Parameters:	document – `Document` instance.

class pp_highlighting.Styler[source]¶

Bases: object

Wraps pyparsing parse expressions to capture styled text fragments.

__init__()[source]¶: Initialize self. See help(type(self)) for accurate signature.

__call__(style, expr)[source]¶

Wraps the given parse expression to capture the original text it matched, and returns the modified parse expression. The style argument can be either a prompt_toolkit style string or a Pygments token.

Parameters:	style (Union[pygments.token.Token, str]) – The style to set for this text fragment, as a string or a Pygments token. expr (Union[pyparsing.ParserElement, str]) – The pyparsing parser to wrap. If a literal string is specified, it will be wrapped by `pyparsing.ParserElement._literalStringClass` (default `pyparsing.Literal`).
Returns:	pyparsing.ParserElement – The wrapped parser.

clear()[source]¶: Removes all captured styled text fragments.

delete(loc)[source]¶

Removes the styled text fragment starting at a given location if it exists.
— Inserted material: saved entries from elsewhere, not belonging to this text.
PR #1564, opened 2024-09-15
mem-ruby: Fix replacement policy in GPU_VIPER

yuxiaojia:
The current GPU_VIPER protocol's TCC cache update the MRU information
twice with calling a_allocateBlock and ut_updateTag which affects the
LIP and RRIP replacement polies. Remove ut_updateTag fixes the LIP and
RRIP replacement polies.

Change-Id: I79ad9392593e00425a7fe8828048465b2c2c2e1f

### DIFF
--- a/src/mem/ruby/protocol/GPU_VIPER-TCC.sm
+++ b/src/mem/ruby/protocol/GPU_VIPER-TCC.sm
@@ -1162,7 +1162,6 @@ machine(MachineType:TCC, "TCC Cache")
   transition(I, WrVicBlkBack, W) {TagArrayRead, TagArrayWrite, DataArrayWrite} {
     p_profileMiss;
     a_allocateBlock;
-    ut_updateTag;
     swb_sendWBAck;
     wdb_writeDirtyBytes;
     p_popRequestQueue;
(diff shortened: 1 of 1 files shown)


mattsinc (approved):
Thanks again!  This makes sense to me, but I'll let others chime in before merging.

src/mem/ruby/protocol/GPU_VIPER-TCC.sm
```diff
@@ -1162,7 +1162,6 @@ machine(MachineType:TCC, "TCC Cache")
   transition(I, WrVicBlkBack, W) {TagArrayRead, TagArrayWrite, DataArrayWrite} {
```
powerjg, line 1162: Does this still need to do a tag array write?

powerjg (approved):
lgtm. I will go ahead and approve because I think the answer to my question is "yes"

src/mem/ruby/protocol/GPU_VIPER-TCC.sm
mattsinc: In my opinion yes -- because a_allocateBlock is updating the tag.

abmerop (approved):

mattsinc:
Thanks again, @yuxiaojia !

PR #1567, opened 2024-09-15
misc: Remove Serialize-related code in Random

aperais:
The Random ser/des support has been non-existent since 2014.
Removing it will enable the Random class to be unit tested
without having a dependency on the src/sim code.

### DIFF
--- a/src/base/random.cc
+++ b/src/base/random.cc
@@ -42,8 +42,6 @@
 
 #include <sstream>
 
-#include "base/logging.hh"
-
 namespace gem5
 {
 
--- a/src/base/random.cc
+++ b/src/base/random.cc
@@ -43,7 +43,6 @@
 #include <sstream>
 
 #include "base/logging.hh"
-#include "sim/serialize.hh"
 
 namespace gem5
 {
@@ -67,33 +66,6 @@ void
 Random::init(uint32_t s)
 {
     gen.seed(s);
-}
-
-void
-Random::serialize(CheckpointOut &cp) const
-{
-    panic("Currently not used anywhere.\n");
-
-    // get the state from the generator
-    std::ostringstream oss;
-    oss << gen;
-    std::string state = oss.str();
-    paramOut(cp, "mt_state", state);
-}
-
-void
-Random::unserialize(CheckpointIn &cp)
-{
-    panic("Currently not used anywhere.\n");
-
-    // the random generator state did not use to be part of the
-    // checkpoint state, so be forgiving in the unserialization and
-    // keep on going if the parameter is not there
-    std::string state;
-    if (optParamIn(cp, "mt_state", state)) {
-        std::istringstream iss(state);
-        iss >> gen;
-    }
 }
 
 Random random_mt;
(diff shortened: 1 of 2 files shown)


aperais:
For context, following the discussion in #1534, I am proposing we move the ser/des part of the `Random` class into its own class and file, to allow unit tests to be added for `Random` without needing to pull all the dependency on `Serializable` when compiling.

Also note that the ser/des code currently panics so another way would be to get rid of it altogether.

odanrc:
From git blame:
83a46bfc09c src/base/random.cc (Andreas Hansson  2014-09-03 07:42:55 -0400  75)     panic("Currently not used anywhere.\n");

2014... I believe we can safely remove it instead :)

src/base/serializable_random.hh
```diff
@@ -0,0 +1,72 @@
...
+
+class Checkpoint;
+
+/**
+ * This class is a wrapper around Random for anyone
+ * needing random generators to be serialized/unserialized.
+ * This enables Random to be unit-tested without pulling
+ * all files from src/sim
+ */
+class SerializableRandom : Serializable, Random
```
giactra: Use public keyword

src/base/serializable_random.hh
```diff
@@ -0,0 +1,72 @@
...
+{
+
```
giactra: Nit: whitespace

src/base/serializable_random.cc
```diff
@@ -0,0 +1,77 @@
+/*
+ * Copyright (c) 2024 CNRS
+ * All rights reserved
```
giactra: You removed Arm from the header

src/base/serializable_random.hh
```diff
@@ -0,0 +1,72 @@
+/*
+ * Copyright (c) 2024 CNRS
+ * All rights reserved
```
giactra: Ditto

giactra (commented):
Thanks @aperais . This serialization is not really implemented so we should consider removing it at a certain point. However it is fine for now to move it aside.

src/base/serializable_random.cc
aperais: Got trigger happy when creating a new file, sorry. It's gone now anyway :)

src/base/serializable_random.hh
aperais: Ditto

aperais:
> Thanks @aperais . This serialization is not really implemented so we should consider removing it at a certain point. However it is fine for now to move it aside.

Following @odanrc investigation into git blame, removing it will not bother anyone and I suppose it's better not to add new files. Let's just remove it.

src/base/random.cc
```diff
@@ -43,7 +43,6 @@
 #include <sstream>
 
 #include "base/logging.hh"
```
giactra: I suspect you don't need these headers anymore

(logging was to use the panic)

giactra (changes requested):
LGTM, one minor detail

src/base/random.cc
aperais: Fixed !

giactra (approved):

powerjg (approved):
I love it when code is removed :)

PR #1571, opened 2024-09-17
python: Add warning message for set_workload being called twice

erin-le:
This commit adds a warning message for when set_workload is called twice, as users typically do not mean to do this.

### DIFF
--- a/src/python/gem5/components/boards/kernel_disk_workload.py
+++ b/src/python/gem5/components/boards/kernel_disk_workload.py
@@ -75,8 +75,6 @@ class KernelDiskWorkload:
         * This assumes the Linux kernel is used.
     """
 
-    _is_workload_set = False
-
     @abstractmethod
     def get_default_kernel_args(self) -> List[str]:
         """
@@ -183,9 +181,9 @@ class KernelDiskWorkload:
         # Abstract board. This function will not work otherwise.
         assert isinstance(self, AbstractBoard)
 
-        if self._is_workload_set:
+        if self.is_workload_set():
             warn("Workload has been set more than once!")
-        self._is_workload_set = True
+        self.set_is_workload_set(True)
 
         # Set the disk device
         self._disk_device = disk_device
--- a/src/python/gem5/components/boards/kernel_disk_workload.py
+++ b/src/python/gem5/components/boards/kernel_disk_workload.py
@@ -33,6 +33,7 @@ from typing import (
     Union,
 )
 
+import m5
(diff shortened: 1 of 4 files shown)


src/python/gem5/components/processors/base_cpu_core.py
```diff
@@ -135,6 +135,11 @@ def connect_walker_ports(self, port1: Port, port2: Port) -> None:
     def set_workload(self, process: Process) -> None:
         self.core.workload = process
 
+    def is_workload_set(self) -> bool:
```
Harshil2107: It might be useful to move this function to `AbstractCore` so that anyone who makes their own cores would also have access to this function.

src/python/gem5/components/boards/kernel_disk_workload.py
```diff
@@ -187,6 +188,9 @@ def set_kernel_disk_workload(
         # full-system simulation.
         self._set_fullsystem(True)
 
+        if self.workload.object_file:
```
Harshil2107: You might be able to get access to `is_workload_set()` function if it is moved to `AbstractCore` as the `AbstractBoard` has an `AbstractProcessor` which has the `AbstractCore`, so it might be possible to use the same method to do this check as done in the `set_se_binary_workload` function.

Harshil2107 (changes requested):

src/python/gem5/components/boards/kernel_disk_workload.py
```diff
@@ -74,6 +75,8 @@ def get_default_kernel_args(self) -> List[str]:
         * This assumes the Linux kernel is used.
     """
 
+    _is_workload_set = False
```
Harshil2107: I think it would be better to move this to `abstract_board` with functions to get the value and set it like we do with the `_is_fs` function. This will move the logic to one single place instead of having to write the logic in every set function that sets workloads.

Harshil2107 (changes requested):

Harshil2107 (dismissed):
lgtm

src/python/gem5/components/boards/se_binary_workload.py
```diff
@@ -141,6 +145,7 @@ def set_se_binary_workload(
             #
             # A better API for this which avoids `isinstance` checks would be
             # welcome.
+
```
powerjg: Spurious whitespace change

Harshil2107 (approved):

Parameters:	loc (int) – The styled text fragment to delete’s start location.

get(loc)[source]¶

Returns the styled text fragment starting at a given location if it exists, else None.

Parameters:	loc (int) – The styled text fragment’s start location.
Returns:	Optional[Tuple[Union[pygments.token.Token, str], str]] – The styled text fragment, if it exists.

locs()[source]¶

Returns a sorted list of styled text start locations.

Returns:	List[int] – A sorted list of styled text start locations.